Task directions —
Could you say how many lines below contain the word "logging"? Give the number with no other text.

----------

PR #3638, opened 2024-01-12
Fix incorrect consumption of .options files

aditya-wazir:
Ensures that changes made by set_sanitizer_options() are reflected in the configuration during the initial fuzzer run.

### DIFF
--- a/src/clusterfuzz/_internal/bot/fuzzers/libFuzzer/engine.py
+++ b/src/clusterfuzz/_internal/bot/fuzzers/libFuzzer/engine.py
@@ -269,8 +269,8 @@ class Engine(engine.Engine):
     Returns:
       A FuzzResult object.
     """
-    runner = libfuzzer.get_runner(target_path)
     libfuzzer.set_sanitizer_options(target_path, fuzz_options=options)
+    runner = libfuzzer.get_runner(target_path)
 
     # Directory to place new units.
     if options.merge_back_new_testcases:


marktefftech:
LGTM

jonathanmetzman:
1. Can you explain why this didn't work before and why it does work now? FYI get_runner does not create any processes, so it shouldn't matter when you set the environment.
2. Why do we not care about this happening in cleanse/minimize/prune etc? I think we should add this there.
3. Please add a test for this functionality.

aditya-wazir:
1.) Even with the .options file containing detect_leaks=0 flag, When executing the fuzzer using ClusterFuzz, a peculiar behavior is observed: during the initial run (fuzzing round 0) only, detect_leaks is set to 1. However, starting from the second iteration onward, the value of detect_leaks is consistently set to 0 . The root cause of this behavior is explained below:
   - In the engine.py file, within the fuzz(), the first runner is instantiated using get_runner(). This, in turn, returns an AndroidLibFuzzerRunner object. When the init() method of AndroidLibFuzzerRunner is invoked, it calls ProcessRunner.init() with default_args obtained from [_get_default_args](https://github.com/google/clusterfuzz/blob/master/src/clusterfuzz/_internal/bot/fuzzers/libfuzzer.py#L803)().
   - Within [_get_default_args](https://github.com/google/clusterfuzz/blob/master/src/clusterfuzz/_internal/bot/fuzzers/libfuzzer.py#L803)(), [get_sanitizer_options_for_display](https://github.com/google/clusterfuzz/blob/master/src/clusterfuzz/_internal/system/environment.py#L329)() is utilized to retrieve the default ASAN_OPTIONS. At this point, the options file has not been read, so the default ASAN_OPTIONS contains detect_leaks=1. This default configuration is then passed to init(), where _default_args is assigned the default ASAN_OPTIONS.
   - Subsequently, after the get_runner() call, [set_sanitizer_options](https://github.com/google/clusterfuzz/blob/master/src/clusterfuzz/_internal/bot/fuzzers/libfuzzer.py#L1271)() is executed. This method internally reads the .options file, which contains flags such as { 'detect_leaks': '0'}. These flags override the default ASAN_OPTIONS, changing detect_leaks from 1 to 0. The updated ASAN_OPTIONS are then set internally using environment.py and [set_memory_tool_options](https://github.com/google/clusterfuzz/blob/master/src/clusterfuzz/_internal/system/environment.py#L818)().
   - When runner.fuzz() is called, it eventually invokes the run() method. In run(), the command is assigned a value using [get_command](https://github.com/google/clusterfuzz/blob/master/src/clusterfuzz/_internal/system/new_process.py#L267)(). This method appends _default_args of ProcessRunner to the command and returns it. Since, during the first iteration, ProcessRunner._default_args still contains the default ASAN_OPTIONS with detect_leaks=1, this value is present in the command. However, from the second run onward, the changes applied by [set_sanitizer_options](https://github.com/google/clusterfuzz/blob/master/src/clusterfuzz/_internal/bot/fuzzers/libfuzzer.py#L1271)() result in detect_leaks=0, and this updated configuration is reflected in the command. As clusterfuzz runs for default argument during initial run, it can report leaks bugs even if the options file has detect_leaks=0.
   - In order to address the problem, we have modified the calling order of [set_sanitizer_option](https://github.com/google/clusterfuzz/blob/master/src/clusterfuzz/_internal/bot/fuzzers/libfuzzer.py#L1271)() before initializing the running using the get_running() method in this CL. This ensures that changes made by [set_sanitizer_options](https://github.com/google/clusterfuzz/blob/master/src/clusterfuzz/_internal/bot/fuzzers/libfuzzer.py#L1271)() are reflected in the configuration during the initial fuzzer run.
   
2.) Following methods in engine.py are initializing runner and then subsequently calling [set_sanitizer_options](https://github.com/google/clusterfuzz/blob/master/src/clusterfuzz/_internal/bot/fuzzers/libfuzzer.py#L1271)()):
  - [fuzz](https://github.com/google/clusterfuzz/blob/master/src/clusterfuzz/_internal/bot/fuzzers/libFuzzer/engine.py#L259)()
  -  [reproduce()](https://github.com/google/clusterfuzz/blob/8d52cf79e880aac660e91b5bc06943713e0acc10/src/clusterfuzz/_internal/bot/fuzzers/libFuzzer/engine.py#L375C7-L375C16)
  - [minimize_corpus()](https://github.com/google/clusterfuzz/blob/8d52cf79e880aac660e91b5bc06943713e0acc10/src/clusterfuzz/_internal/bot/fuzzers/libFuzzer/engine.py#L490C7-L490C22)
  - [minimize_testcase()](https://github.com/google/clusterfuzz/blob/8d52cf79e880aac660e91b5bc06943713e0acc10/src/clusterfuzz/_internal/bot/fuzzers/libFuzzer/engine.py#L538C7-L538C24)
  - [cleanse()](https://github.com/google/clusterfuzz/blob/8d52cf79e880aac660e91b5bc06943713e0acc10/src/clusterfuzz/_internal/bot/fuzzers/libFuzzer/engine.py#L573C7-L573C14)
Regarding concerns about other methods like  [reproduce()](https://github.com/google/clusterfuzz/blob/8d52cf79e880aac660e91b5bc06943713e0acc10/src/clusterfuzz/_internal/bot/fuzzers/libFuzzer/engine.py#L375C7-L375C16), [minimize_corpus()](https://github.com/google/clusterfuzz/blob/8d52cf79e880aac660e91b5bc06943713e0acc10/src/clusterfuzz/_internal/bot/fuzzers/libFuzzer/engine.py#L490C7-L490C22), [minimize_testcase()](https://github.com/google/clusterfuzz/blob/8d52cf79e880aac660e91b5bc06943713e0acc10/src/clusterfuzz/_internal/bot/fuzzers/libFuzzer/engine.py#L538C7-L538C24), [cleanse()](https://github.com/google/clusterfuzz/blob/8d52cf79e880aac660e91b5bc06943713e0acc10/src/clusterfuzz/_internal/bot/fuzzers/libFuzzer/engine.py#L573C7-L573C14), these methods are invoked after [fuzz](https://github.com/google/clusterfuzz/blob/master/src/clusterfuzz/_internal/bot/fuzzers/libFuzzer/engine.py#L259)() in the execution sequence. With the bug fix applied in [fuzz](https://github.com/google/clusterfuzz/blob/master/src/clusterfuzz/_internal/bot/fuzzers/libFuzzer/engine.py#L259)(), [set_sanitizer_options](https://github.com/google/clusterfuzz/blob/master/src/clusterfuzz/_internal/bot/fuzzers/libfuzzer.py#L1271)() is called before initializing the runner in [fuzz](https://github.com/google/clusterfuzz/blob/master/src/clusterfuzz/_internal/bot/fuzzers/libFuzzer/engine.py#L259)(). This ensures that environment.py already contains the correct flags as per the .options file.
In  [reproduce()](https://github.com/google/clusterfuzz/blob/8d52cf79e880aac660e91b5bc06943713e0acc10/src/clusterfuzz/_internal/bot/fuzzers/libFuzzer/engine.py#L375C7-L375C16), [minimize_corpus()](https://github.com/google/clusterfuzz/blob/8d52cf79e880aac660e91b5bc06943713e0acc10/src/clusterfuzz/_internal/bot/fuzzers/libFuzzer/engine.py#L490C7-L490C22), [minimize_testcase()](https://github.com/google/clusterfuzz/blob/8d52cf79e880aac660e91b5bc06943713e0acc10/src/clusterfuzz/_internal/bot/fuzzers/libFuzzer/engine.py#L538C7-L538C24), [cleanse()](https://github.com/google/clusterfuzz/blob/8d52cf79e880aac660e91b5bc06943713e0acc10/src/clusterfuzz/_internal/bot/fuzzers/libFuzzer/engine.py#L573C7-L573C14), no default flags are being passed, as the default values have already been overridden and set in environment.py by the time these methods are executed. Therefore, the bug fix applied in [fuzz](https://github.com/google/clusterfuzz/blob/master/src/clusterfuzz/_internal/bot/fuzzers/libFuzzer/engine.py#L259)() covers the subsequent methods in the execution flow, maintaining consistency in the configuration.

3.) We are currently working on writing the test for this fix.

marktefftech:
@aditya-wazir any update on this PR and the new test?

aditya-wazir:
Hi Mark ,
We are working on the unit test. We have designed and implemented the test. While testing, we are facing some issues that we are currently resolving. We will upload the unit test code in a couple of days

aditya-wazir:
Hi @marktefftech @jonathanmetzman ,
We analyzed the unit-test for our bug fix, and the following are our observations.
The crash is specific to the Android and hence it needs a device to run. Since tests run on the Linux cloud, when attempting to execute the fuzz() method results in an error since no device is connected. Hence we feel the unit-test for this is infeasible.

jonathanmetzman:
>The crash is specific to the Android and hence it needs a device to run. Since tests run on the Linux cloud, when attempting to execute the fuzz() method results in an error since no device is connected. Hence we feel the unit-test for this is infeasible.

Sorry, I don't think this is right. Almost all functionality in ClusterFuzz is for use with something that doesn't exist during testing, and they can be tested anyway. You can abstract away the functionality you need and write a test that ensures this (e.g. if you need two functions called in a certain order, you can write a test for this.

jonathanmetzman (approved):
LGTM
I'll merge this even though it lacks a test because it's not really adding code to maintain. If it breaks it breaks.

svasudevprasad:
> Can you resolve the merge conflicts please?

Done. Can you please check ?

PR #3639, opened 2024-01-12
Fix bug in bots with subqueue due to platform checking

marktefftech:


src/clusterfuzz/_internal/bot/tasks/commands.py
```diff
@@ -276,10 +276,12 @@ def process_command_impl(task_name,
       logs.log_error(error_string)
       raise errors.BadStateError(error_string)
 
-    # A misconfiguration led to this point. Clean up the job if necessary.
     job_queue_suffix = tasks.queue_suffix_for_platform(job.platform)
-    bot_queue_suffix = tasks.default_queue_suffix()
```
oliverchang, line 281: Would it make more sense to modify `default_queue_suffix` to handle this instead? I.e. extract the base platform there?

marktefftech: While this is a good suggestion, the current code may be best.

The `*_queue_suffix` comparison done here is checking the bot's "Base" queue, since it is intentionally more generic so this bot can run both generic and device-specific tasks.

For example,

```
job_queue_suffix = '-android'
bot_queue_suffix = '-android-pixel6'
```

The above code throws and error, even though we want the bot to be able to run both `android` and `pixel6` tasks. If we instead put this logic in `default_queue_suffix` there will be no error here, but this will cause problems elsewhere (`regular_queue` for example)

marktefftech: Changed the variable to `bot_base_queue_suffix` for clarity.

jonathanmetzman (approved):
LGTM

jonathanmetzman:
Will deploy this tomorrow

PR #3643, opened 2024-01-17
Make progression a UTask

jonathanmetzman:
Progression will be hard to combine tasks into jobs because there's so many of them that are started by a single instance.
Instead, just create each batch job. This should work according to my math because progression runs 3-6X less often than variant.


oliverchang (commented):
LGTM

PR #3971, opened 2024-05-02
Add logs to redo task

svasudevprasad:
As discussed as logs to debug check if the redo tasks are getting pushed to queue

### DIFF
--- a/src/clusterfuzz/_internal/base/tasks.py
+++ b/src/clusterfuzz/_internal/base/tasks.py
@@ -720,7 +720,7 @@ def redo_testcase(testcase, tasks, user_email):
   # Log the task for debug purposes
   logs.log_info(
       f'{utils.current_date_time()} : Adding testcase id {testcase_id} \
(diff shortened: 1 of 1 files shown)


src/clusterfuzz/_internal/base/tasks.py
```diff
@@ -747,6 +747,12 @@ def redo_testcase(testcase, tasks, user_email):
         wait_time=wait_time)
 
   if progression:
+    # Log the task for debug purposes
+    testcase.comments += '[%s] : Redo task: Adding testcase id %s task \
```
jonathanmetzman, line 751: Can you please just call logs.log_info instead? I think adding it to the comment will annoy users and will only be useful in the very short run.
Also can you hoist this up so it's done on every redo task, not just progression.

svasudevprasad: Done

jonathanmetzman:
I merged this without formatting. Try to run it in the future please :-)

PR #3973, opened 2024-05-02
[rearchitecture] Handle cases when target is not in zip.

jonathanmetzman:
We should be able to handle cases when all fuzzers in a build are renamed.

### DIFF
--- a/src/clusterfuzz/_internal/bot/tasks/utasks/fuzz_task.py
+++ b/src/clusterfuzz/_internal/bot/tasks/utasks/fuzz_task.py
@@ -1549,7 +1549,7 @@ class FuzzingSession:
     """Run fuzzing engine."""
     fuzz_target_name = environment.get_value('FUZZ_TARGET')
     if not fuzz_target_name:
-      raise FuzzTaskError('No fuzz targets found.')
+      raise FuzzTaskError('No fuzz targets set.')
     environment.set_value('FUZZER_NAME',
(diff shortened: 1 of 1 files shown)


src/clusterfuzz/_internal/bot/tasks/utasks/fuzz_task.py
```diff
@@ -1564,9 +1570,13 @@ def do_engine_fuzzing(self, engine_impl):
...
     for fuzzing_round in range(environment.get_value('MAX_TESTCASES', 1)):
       logs.log(f'Fuzzing round {fuzzing_round}.')
-      result, current_fuzzer_metadata, fuzzing_strategies = run_engine_fuzzer(
-          engine_impl, self.fuzz_target.binary, sync_corpus_directory,
-          self.testcase_directory)
+      try:
+        result, current_fuzzer_metadata, fuzzing_strategies = run_engine_fuzzer(
+            engine_impl, self.fuzz_target.binary, sync_corpus_directory,
+            self.testcase_directory)
+      except FuzzTargetNotFoundError:
```
oliverchang, line 1577: can you add a comment here explaining how we handle these exceptions? I.e. we treat missing targets as not reproducing (e.g. if they were deleted). 

 Also should we be logging this?

oliverchang (approved):

Simonnnn98 (commented):
Images

PR #3988, opened 2024-05-12
Use environment.get_value instead of os.environ

jonathanmetzman:
It's more consistent and it can be important when things like ints are put into the environment.


oliverchang (commented):
lgtm

PR #3992, opened 2024-05-13
Add bot logs when a regular task is received

svasudevprasad:


jonathanmetzman (commented):
If this is about those unresponsive testcases, I think we think that the bots aren't logging to stackdriver.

----------

Solution for this problem —
2